Uma das proteínas, se não mais importantes, mais abundantes no nosso corpo é a hemoglobina, que tem a nobre função de transportar o oxigênio pelo corpo, viajando nos glóbulos vermelhos do sangue: as hemácias. A hemoglobina possui um núcleo estrutural e funcional, a molécula chamada “Heme” que tem o seu cerne, um átomo de ferro (Fe).

O ferro faz melhor, o que todos os outros metais podem fazer em alguma instância: trabalha tanto como doador, quanto como receptor de elétrons. No caso do ferro ele pode mudar de Fe2+ para Fe3+, e de volta para Fe2+, com muita facilidade.
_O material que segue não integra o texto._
PR #537, opened 2015-05-26
Add restore_backup module

yhekma:
I was missing a module to easily revert files from a previous backup. It is ofcourse easily done with a script, but I thought a module would be easier to integrate in a readable fashion in playbooks.
I did a pull request earlier, but it was against the wrong branch and I needed to change some thins as well (turns out strptime is a more sane way of dealing with stuff than only a regex).


bcoca:
thanks this is one that has been on my todo list for a looong time.

files/restore_backup.py
```diff
@@ -0,0 +1,108 @@
...
+DOCUMENTATION = '''
+---
+module: restore_backup
+short_description: restores a backup created with 'backup=true' using, for instance, the lineinfile module
+description:
+  - looks for a backup file in the same dir as the file to be restored and renames it to the original.
+author: Yoram Hekma
+version_added: 2.0
+requirements:
+  - python > 2.6
```
sivel: This code does not actually require `python > 2.6`.  It appears to work on py24 as well.

files/restore_backup.py
```diff
@@ -0,0 +1,108 @@
+#!/usr/bin/env python
+
+import os
+import re
+import json
```
sivel: There is no need to import `json` here.  You actually get it from `ansible.module_utils.basic` and it uses try/except logic to pull in simplejson if available.

files/restore_backup.py
```diff
@@ -0,0 +1,108 @@
...
+        }
+
+    backup_path = os.path.join(dirpath, latest_backup)
+
+    try:
+        os.rename(backup_path, dest)
+    except Exception, e:
+        return {
+            'changed': False,
+            'stderr': json.dumps("%s (renaming %s to %s)" % (e, backup_path, dest)),
```
sivel: It looks like sometimes you get a `stderr` and some times you don't.  In general a standardized output would be good.  Also wouldn't this probably be better as a `fail_json` in this specific location?

yhekma:
I think this is somewhat more clean, don't you think?

files/restore_backup.py
```diff
@@ -0,0 +1,101 @@
...
+    choices: ["yes", "no"]
+    default: "no"
+'''
+
+EXAMPLES = '''
+  - action: restore_backup dest=/etc/samba/smb.conf
+'''
+
+
+def restore_backup(m, dest):
```
sivel: I think I would recommend, still calling this `module` instead of `m`.  Short names like that make code more difficult to understand.  

This is a common approach to pass `module` in so you have access to it, so +1 there.

files/restore_backup.py
```diff
@@ -0,0 +1,101 @@
+#!/usr/bin/env python
```
bcoca: should be #!/usr/bin/python

sivel: This module is also missing the standard GPLv3 license header normally found in modules.

yhekma: Uhm, in the guidelines it says I should use #!/usr/bin/env
https://github.com/ansible/ansible/blob/devel/CODING_GUIDELINES.md

sivel: it does, but that is for bin scripts like `ansible-playbook`.  It also says:

> module code should still use '/usr/bin/python' as this is replaced automatically by 'ansible_python_interpreter', see the FAQ in the docs for more info

yhekma:
Trying to keep up:)

bcoca:
so we have brand new doc that might make this an easier process

bcoca:
might need formatting fix

yhekma:
@bcoca I already had a look at the page you mentioned. Any extra pointers wrt the formatting fix you are talking about?

files/restore_backup.py
```diff
@@ -0,0 +1,118 @@
...
+# along with Ansible.  If not, see <http://www.gnu.org/licenses/>.
+
+DOCUMENTATION = '''
+---
+module: restore_backup
+short_description: restores a backup created with 'backup=true' using, for instance, the lineinfile module
+description:
+  - looks for a backup file in the same dir as the file to be restored and renames it to the original.
+author: Yoram Hekma
+version_added: 2.0
```
resmo: should not be a float number, use `version_added: "2.0"`

files/restore_backup.py
```diff
@@ -0,0 +1,118 @@
...
+# You should have received a copy of the GNU General Public License
+# along with Ansible.  If not, see <http://www.gnu.org/licenses/>.
+
+DOCUMENTATION = '''
+---
+module: restore_backup
+short_description: restores a backup created with 'backup=true' using, for instance, the lineinfile module
+description:
+  - looks for a backup file in the same dir as the file to be restored and renames it to the original.
+author: Yoram Hekma
```
resmo: use new format e.g. `author: "Yoram Hekma @yhekma"

files/restore_backup.py
```diff
@@ -0,0 +1,118 @@
...
+    description:
+      - Create a backup file including the timestamp information so you can get
+        the original file back if you somehow clobbered it incorrectly.
+    required: false
+    choices: ["yes", "no"]
+    default: "no"
+'''
+
+EXAMPLES = '''
+  - action: restore_backup dest=/etc/samba/smb.conf
```
resmo: explain what this does, what about an example for restore?

resmo:
The idea is nice, but I think it does not handle every case. What would be restored if there are more then one backup?

My suggestion is to add 3 more arguments: 
- `version` argument which has `default=latest` `choices=['earliest', 'latest']`
- `date`, `default=None` where you set the date from today to the past e.g. `date=2015-05-26`
- `time`, `default=None` so you can set a time as well e.g. `date=11:00`

Examples:

```
# restore latest of beginning from a particular date (looking back in the past)
restore_backup: dest=/etc/samba/smb.conf backup=yes date=2015-04-01

# restore latest of beginning from a particular date and time (looking back in the past)
restore_backup: dest=/etc/samba/smb.conf backup=yes date=2015-04-01 time=12:00

# restore earliest of beginning from a particular date and time (looking forward in the future)
restore_backup: dest=/etc/samba/smb.conf backup=yes date=2015-04-01 time=12:00 version=earliest
```

With these arguments you can pretty exact specify from which file you want to have restored.

Any thoughts?

yhekma:
I thought about the ability to restore more more than only the latest, but decided against that for sake of both simplicity and usability. The latter is admittedly only on a personal level.
In practice, when I want a restore, I just made a mistake and want a quick rollback. For the specific definition of dates to be practical for use with multiple targets/systems you would have to have a good idea as to what backup files are available on which systems. In my case I would want more control and maybe use a script.

The options earliest/latest are nice I think:)

Just my 2 cents

resmo:
That's fine. Your use case would be the default with no date and no time and `version=latest` which is also the default. So won't need to add a date or time or version at all. e.g. 

```
restore_backup: dest=/etc/samba/smb.conf backup=yes 
```

I just thought it would be nice to have more options. E.g. you test something and run a task lineinfile 10 times with backup before you realise it will not work, so you can use this module with date argument. But you are right for the moment, the current functionality is absolutely sufficient.

files/restore_backup.py
```diff
@@ -0,0 +1,136 @@
...
+            backup=dict(default=False, type='bool'),
+            version=dict(default='latest', choices=['latest', 'earliest']),
+        )
+    )
+
+    dest = module.params['dest']
+    version = module.params['version']
+
+    if module.params['backup']:
+        ext = time.strftime("%Y-%m-%d@%H:%M:%S~", time.localtime(time.time()))
```
bcoca: use the module.backup_local function instead

files/restore_backup.py
```diff
@@ -0,0 +1,136 @@
...
+        else:
+            backup_file = file_dict[reversed(mtime_list[-1])]
+
+    except (IndexError, KeyError):
+        module.exit_json(stderr='No backup found', changed=False)
+
+    backup_path = os.path.join(dirpath, backup_file)
+
+    try:
+        os.rename(backup_path, dest)
```
bcoca: use atomic move, rename can fail, also selinux needs to be considered, atomic move does all of this already

yhekma:
@bcoca You are quite right and I will change it so that it uses the atomic move. The reason I didn't do it in the first place was because then the restore would immediately restore that version so it would kind of defeat the purpose. Now that you mention the safety and selinux I will have a second look at it.

yhekma:
Thinking about it some more, I only need to consider selinux to be an issue when I am creating the backup, not when restoring it, right? I mean, the file will retain the contexts it was created with, which in turn should be the same as when it was backed up. Any thoughts?
Regarding the backup functionality you are absolutely right, but am still wondering how to implement this cleanly considering the backup_local function does not take an optional target filename...

yhekma:
@bcoca Looking at the code, I see that backup_local does use shutil.copy2 as well, so I am not convinced this would be a safer way to approach things. If I would use backup_local I would have to first rename the source which would, as far as I can see, needlessly complicate things. Thoughts?
Regarding the atomic move I was wondering if you could shed some light on your theory. The way I understand it is that a rename is atomic by definition. And since we are dealing with files in the same directory we do not have to worry about crossing filesystem bounderies (which would prevent the os.rename from working).

bcoca:
backup_local would keep it as a single place for the same code, in case a security issue or a change comes down the pike we only need to change it in one place. 

atomic move still makes sense because you are not guaranteed that all the backup kept the correct context.

Both make even more sense when you consider that the idea of a /var/cache/ansible_backups dir to centralize backups on a machine or making backups go to a central repository on the 'master', then modifying backup_local and atomic_move will fix it for all modules involved while in this case we would have to do extra coding.

yhekma:
Hmz, thats a good point on both accounts. Ill update the code.

gregdek:
Wow, @yhekma, nice work here. @bcoca / @resmo -- time for a re-review?

files/restore_backup.py
```diff
@@ -0,0 +1,135 @@
...
+    dest = module.params['dest']
+    version = module.params['version']
+
+    if module.params['backup']:
+        ext = time.strftime("%Y-%m-%d@%H:%M:%S~", time.localtime(time.time()))
+        backup_dest = "%s.%s-tmp" % (dest, ext)
+        try:
+            shutil.copy2(dest, backup_dest)
+        except (shutil.Error, IOError), e:
+            module.fail_json(msg='Could not make backup of %s to %s: %s' % (dest, backup_dest, e))
```
bcoca: still using it's own backup logic

yhekma:
Seems like I forgot a shutil instance and since I was away for a few days it took some more time.

gregdek:
Sorry @yhekma -- looks like you should probably rebase as well.

yhekma:
@gregdek Uhm, could you elaborate? I just did a rebase on upstream/devel, what am I missing?

yhekma:
oh oops, it seems like I did a merge out of habit a while ago.... If you want I can close this pull request and open a new one without the merge and only with rebases?

bcoca:
Just fix your local branch and force push, no need to close pr

yhekma:
Ok, I take it it is no problem if I lose the history? The easiest is just to do 1 commit on top of the HEAD of devel :)

bcoca:
No problem for us, we just want the history of who added the feature, the
intermediate steps are not needed.

---

Brian Coca

## 

Brian Coca

yhekma:
Ok, I just put it on top of devel:HEAD

yhekma:
@bcoca, @gregdek  is there anything else you think should be changed?

bcoca:
you still never changed it to use backup_local

yhekma:
@bcoca hmz, I thought you meant I should be using the means provided by the module instead of shutil and since I now use atomic_move it should be ok. Let me see what I can do. The problem (well, complicating factor really) is that when I use backup_local I cannot specify the destination name

bcoca:
actually that is part of the reason, currently the backup module uses a slightly different timestamp than what you are using, which will create incompatible backup file names

gregdek:
Looks like @yhekma made the change in fe652ed -- putting back into review

gregdek:
Back into community review, with a new process:

# 

gregdek:
Thanks @yhekma for this PR. This PR requires revisions, either because it fails to build or by reviewer request. Please make the suggested revisions. When you are done, please comment with text 'ready_for_review' and we will put this PR back into review.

Essa habilidade é importante porque permite ao ferro fazer uma coisa bem difícil: pegar o oxigênio em um lugar e soltar em outro. Tudo bem que a abundância de oxigênio nos pulmões ajuda ele a pegar e a carência de oxigênio nos tecidos ajuda ele a largar. Mas em se tratando de divisão de elétrons com o oxigênio… doar é fácil, mas pegar de volta é bem difícil.

Calma, já vamos voltar ao problema do exemplo em sala de aula.
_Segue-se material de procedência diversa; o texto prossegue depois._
PR #539, opened 2015-05-26
Add datadog_monitor, a module to configure and manage monitor statements

apenney:
within datadog.

### DIFF
--- a/monitoring/datadog_monitor.py
+++ b/monitoring/datadog_monitor.py
@@ -1,0 +1,193 @@
+#!/usr/bin/python
+# -*- coding: utf-8 -*-
+#
+# Author: Ashley Penney <apenney@ntoggle.com>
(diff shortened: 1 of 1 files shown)


skornehl:
Hi,

good idea, we actually thought about doing the same.

What about modifying/deleting/silencing a monitor? For is this would be a common case to silence monitors before deploying - or changing thresholds in some cases.

Why don't you use the datadog API plugin: http://docs.datadoghq.com/integrations/python/ I think this is more reliable than building own REST calls

skornehl:
To Answer partially myself :)

> Why don't you use the datadog API plugin: http://docs.datadoghq.com/integrations/python/ I think this is more reliable than building own REST calls

Because it is not supported to create Monitors with it.

apenney:
Closed in favor of #575

PR #548, opened 2015-05-28
Add module to run puppet

emonty:
There is a growing pattern for using ansible to orchestrate runs of
existing puppet code. For instance, the OpenStack Infrastructure team
started using ansible for this very reason. It also turns out that
successfully running puppet and interpreting success or failure is
harder than you'd expect, thus warranting a module and not just a shell
command.

This is ported in from
http://git.openstack.org/cgit/openstack-infra/ansible-puppet

### DIFF
--- a/system/puppet.py
+++ b/system/puppet.py
@@ -1,0 +1,186 @@
+#!/usr/bin/python
+
+# Copyright (c) 2015 Hewlett-Packard Development Company, L.P.
+#
+# This module is free software: you can redistribute it and/or modify
+# it under the terms of the GNU General Public License as published by
+# the Free Software Foundation, either version 3 of the License, or
+# (at your option) any later version.
+#
+# This software is distributed in the hope that it will be useful,
+# but WITHOUT ANY WARRANTY; without even the implied warranty of
+# MERCHANTABILITY or FITNESS FOR A PARTICULAR PURPOSE.  See the
+# GNU General Public License for more details.
+#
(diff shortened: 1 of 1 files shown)


resmo:
what about adding check_mode support by adding the --no-op argument?

emonty:
Fantastic suggestion!
On May 29, 2015 1:32 AM, René Moser notifications@github.com wrote:what about adding check_mode support by adding the --no-op argument?

resmo:
some more thoughts...

maybe it would help to add a `--no-noop` per _default_, in case of `noop` is specified as default behaviour in `puppet.conf`, otherwise you won't have any possibilities to run it in `--no-noop`

and environment support would be helpful :)

perzizzle:
Is there a reason you don't use /etc/puppetlabs/puppet/puppet.conf to determine the default puppet master?

bcoca:
merged, @perzizzle we can not improve upon the baseline, just send a PR

emonty:
@perzizzle that would be a great thing to search for if puppetmaster is None - there are some cases (rolling upgrades to a new puppet master) where having the orchestration override the configured puppetmaster is important. Also - /etc/puppetlabs/puppet.conf is the location of the fancy paid-for file - /etc/puppet/puppet.conf is where the Open Source file defaults to - so we should probably check for both.

That said - I totally agree with @bcoca - sounds like a great PR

O ferro não está solto na molécula do Heme. Como vocês podem ver na figura abaixo, ele é ancorado por quatro nitrogênios. Só tem um elemento que o ferro gosta mais do que o nitrogênio e o oxigênio: o enxofre. E não só ele, mas todos os metais. Não é por acaso que quase todas as proteínas possuem os 3 elementos.


Não… não estou exagerando na bioquímica. O que eu estou fazendo é explicando a regra do jogo. Se você é advogado, psicologo, engenheiro ou tem outra ocupação, basta substituir essa regra por outra que a moral da história será a mesma.

Como eu estava dizendo, a regra do jogo é: os metais gostam de N, O e S. O ferro é o preferido, mas em determinadas condições (quando você está intoxicado) qualquer um deles pode entrar no lugar do ferro. E era exatamente pra explicar isso que eu precisava de um exemplo na hora da aula.

Talvez por que analisei a quantidade de Zn em mais de 1800 ostras da Baía de Sepetiba durante o doutorado, acabei falando que o Zn poderia substituir o Fe no Heme. Vou no quadro, desenho os 4 nitrogênios (como na figura acima), desenho o Fe, olho para a turma, espero uns 5 s, apago e coloco o Zn, olho para a turma de novo, dessa vez com olhar de “Tchan, tchan!!!“. Ai explico que Zn e Fe não tem o mesmo tamanho, que não trocam elétrons com a mesma facilidade… e algumas outras razões para que o Heme com Zn não funcione. Tudo era meio hipotético, mas pela cara deles, minha explicação funcionara e todos haviam entendido, hipoteticamente, uma ‘substituição específica‘.

Ótimo. Até que na prova eu pergunto um efeito dos metais pesados e os meus quase 60 alunos respondem, em peso: a substituição do Fe pelo Zn na anel porfirínico do Heme. Gelei! Todo mundo tinha tomado como verdade o meu exemplo fictício. E agora?! Lembrei da responsabilidade do professor como ensinada pela profa. Marlene Benchimol: “Um erro é multiplicado por muitos“.

Fui fazer então o que deveria ter feito antes da aula: estudar! Livro de toxicologia pra cá, livro de bioquímica pra lá… artigos novos, artigos antigos… e finalmente encontro. Ela… linda… a Zinco protoporfirina!

A ferroquelatase, a enzima responsável por colocar o ferro dentro do anel porfirínico durante a síntese do Heme, na falta de ferro (como por exemplo na anemia) coloca um atomo de Zinco no centro do Heme. Em certos animais, como as galinhas, que tem a atividade da ferroquelatase baixa (menor que nos camundongos) o Zn em excesso entra de forma não enzimática no Heme!!! Eu sei que vocês não vêem razão para tantas exclamações, mas é lindo!!! E é um exemplo perfeito, e real, do exemplo que eu havia criado em sala de aula!!!

Isso me fez pensar: a intuição é um pouco como a criatividade. Pegue as coisas que você tem armazenadas no seu cérebro e use bem de acordo com as regras que você conhece, e o resultado deve ser bom. Se você conhece muitas coisas, e sabe muitas regras, o resultado pode ser surpreendente. E quem faz isso bem? O pesquisador! Certo, você não vai acertar sempre (afinal, não há como saber todas as regras e nem todas as condições de reação), mas não vai fazer ‘bruta figura’ com os seus alunos. E eles todos vão se dar bem na prova.